At 11:57 AM -0600 4/1/01, Victor B. Putz wrote:
>I'm attempting to port the SmallEiffel Eiffel compiler to the PalmOS
>platform.  Most everything is going well, but the Garbage Collector
>needs a bit of help--I have to write a routine which will look at the
>application stack and processor registers to see if any pointers to
>GC'able objects are located therein.
>
>For other architectures, this procedure consists of:
>
>1) Push the registers onto the stack
>2) Start at the top or bottom of the stack with a pointer to a pointer
>3) Increment (or decrement) the pointer-to-pointer, and send the
>dereferenced contents to a marking function
>4) Marking function determines if the dereferenced pointer points to a
>GC-able object and marks it if that's the case.
>
>How do I do this in the PalmOS platform?  I tried getting the stack
>parameters with SysGetStackInfo, but I'm not sure how to check the
>registers... and since pointers are 32-bit, is stepping through the
>stack with a "pointer to a pointer" really a good idea?  Are stack
>pushes aligned to 16 or 32 bits?
>
>Any help would be, well... helpful.  It's just not right without the
>garbage collector.

Victor,

I don't think that implementing a garbage collections scheme is the 
right thing on a Palm device.  The dynamic heap from which memory 
allocations are performed is just too constrained.  If you have 
filled up the heap, even if it's largely recoverable garbage, there's 
no way for another process (or even the OS) to force a garbage 
collection if it needs some of that space.

As for the specific problems you're facing, I think that the 
SmallEiffel examples provided for the other operating systems should 
be sufficient.  They have (fairly portable) facilities for getting 
the current stack bounds (by taking the addresses of variables on the 
stack), as well as for putting the registers onto the stack (using 
setjmp).  Pointer addresses can be stored on 16-bit boundaries, so 
you need to walk the heap taking that into account.
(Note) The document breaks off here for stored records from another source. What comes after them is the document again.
Issue #1654, opened 2026-03-15
Feature request: more informative window title


ncfavier:
Given that Halloy supports opening buffers in separate windows, I think it would make sense to set the window title to something more informative than "Halloy". Maybe this could be customisable, but a reasonable default would be "$focused_buffer_name – Halloy" (en dash).

PR #1657, opened 2026-03-15
Show focused buffer in window title

4e554c4c:
This commit displays the open buffer in the window title, or "Halloy" if none is selected. I was a little frustrated about the clones in `dashboard.rs` (see the triple clone in `open_buffer`) so i removed one clone and dropped a todo for the rest.

Resolves: #1654

### DIFF
--- a/src/main.rs
+++ b/src/main.rs
@@ -402,8 +402,20 @@ impl Halloy {
         Task::none()
     }
 
-    fn title(&self, _window_id: window::Id) -> String {
-        String::from("Halloy")
+    fn title(&self, window_id: window::Id) -> String {
+        let default = "Halloy".to_owned();
+        let s = match &self.screen {
+            Screen::Dashboard(dashboard) => {
+                match dashboard.focused_buffer_name(window_id) {
+                    Some(s) => s,
+                    None => return default,
+                }
+            }
+            Screen::Help(_) => "Help".to_owned(),
+            Screen::Welcome(_) => "Welcome".to_owned(),
+            Screen::Exit { .. } => return default,
+        };
+        format!("{s} – Halloy")
     }
 
     fn update(&mut self, message: Message) -> Task<Message> {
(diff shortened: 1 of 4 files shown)


src/main.rs
```diff
@@ -402,8 +402,14 @@ impl Halloy {
...
-    fn title(&self, _window_id: window::Id) -> String {
-        String::from("Halloy")
+    fn title(&self, window_id: window::Id) -> String {
+        let s = match &self.screen {
+            Screen::Dashboard(dashboard) => dashboard.focused_buffer_name(window_id),
+            Screen::Help(_) => "Help".into(),
+            Screen::Welcome(_) => "Welcome".into(),
+            Screen::Exit { .. } => return "Exiting ...".to_owned(),
+        };
+        format!("{s} – Halloy")
```
ncfavier, line 418: Maybe display only "Halloy" if there is no focused buffer, or if we're exiting?

src/screen/dashboard.rs
```diff
@@ -4052,6 +4051,16 @@ impl Dashboard {
...
+
+    pub fn focused_buffer_name(&self, w: window::Id) -> Option<String> {
+        self.panes
+            .iter()
+            .filter(|(win, _, pane)| {
+                *win == w && !matches!(pane.buffer, Buffer::Empty)
+            })
+            .map(|(_, _, pane)| pane.buffer.to_string())
+            .next()
+    }
```
casperstorm, line 4115: Could we use `get_focused()`?

```rust
pub fn focused_buffer_name(&self, w: window::Id) -> Option<String> {
    self.get_focused().and_then(|(window, _, pane)| {
        (window == w && !matches!(pane.buffer, Buffer::Empty))
            .then(|| pane.buffer.to_string())
    })
}
```

4e554c4c: No. 
This is what i did originally, but only one window's PaneGrid is focused at a time. If you only look at the focused panes, you get a wrong answer for other windows.

casperstorm: Right that make sense! Just wanted to check in with you about it.

casperstorm:
Do you mind adding a entry to CHANGELOG, @4e554c4c.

Fortunately, Eiffel's garbage collection is portable to the extent 
that you don't need to know the Palm OS Memory Manager's data 
structure format.  However, know that some day (I have no idea when) 
I may be modifying Palm OS Emulator to check for accesses to various 
parts of the stack.  Some applications have bugs that cause them to 
overwrite parts of the stack, leading to crashes.  It would be nice 
if the Emulator detected those bugs and reported them as stack 
overwrites, as opposed to a generic crash.  When that facility is 
added, your "walk the stack" algorithm maybe flagged as making 
improper memory accesses.
-- 

-- Keith Rollin
-- Palm OS Emulator engineer

P.S. Check out the new e-mail address.  [EMAIL PROTECTED] will work 
for a while, but anyone mailing me needs to update to the new one 
eventually.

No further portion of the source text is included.